[Dataset entries]
· · · ·
PR #2829, opened 2025-02-02
Frontend: Add Storybook Stories for Notifications Component

Faakhir30:
Refers #931
Added Storybook stories to showcase and test different states of the Notifications component. 

- Refactored `Notifications` components to seperate file and updated imports from `index.ts`
- Added test utility function `createTestNotification` to generate sample notifications
- Set up Redux store configuration for testing with `configureStore`
- Included `MemoryRouter` wrapper for proper routing context
- Added decorators to provide necessary context providers
- Added Storybook stories to test different states of the `Notifications` component.

- [x] Verified tests passing
image


illume:
Thanks so much for this!

We have this convention for git commits with the context at the beginning. 

Something like: `frontend: Notifications: Add Storybook Stories`.

I guess you could also merge these two commits into one.

frontend/src/components/App/Notifications/index.tsx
· · · ·
Print the entries again so that each one matches exactly.

PR #2829, opened 2025-02-02
Frontend: Add Storybook Stories for Notifications Component

Faakhir30:
Refers #931
Added Storybook stories to showcase and test different states of the Notifications component. 

- Refactored `Notifications` components to seperate file and updated imports from `index.ts`
- Added test utility function `createTestNotification` to generate sample notifications
- Set up Redux store configuration for testing with `configureStore`
- Included `MemoryRouter` wrapper for proper routing context
- Added decorators to provide necessary context providers
- Added Storybook stories to test different states of the `Notifications` component.

- [x] Verified tests passing
image


illume:
Thanks so much for this!

We have this convention for git commits with the context at the beginning. 

Something like: `frontend: Notifications: Add Storybook Stories`.

I guess you could also merge these two commits into one.

frontend/src/components/App/Notifications/index.tsx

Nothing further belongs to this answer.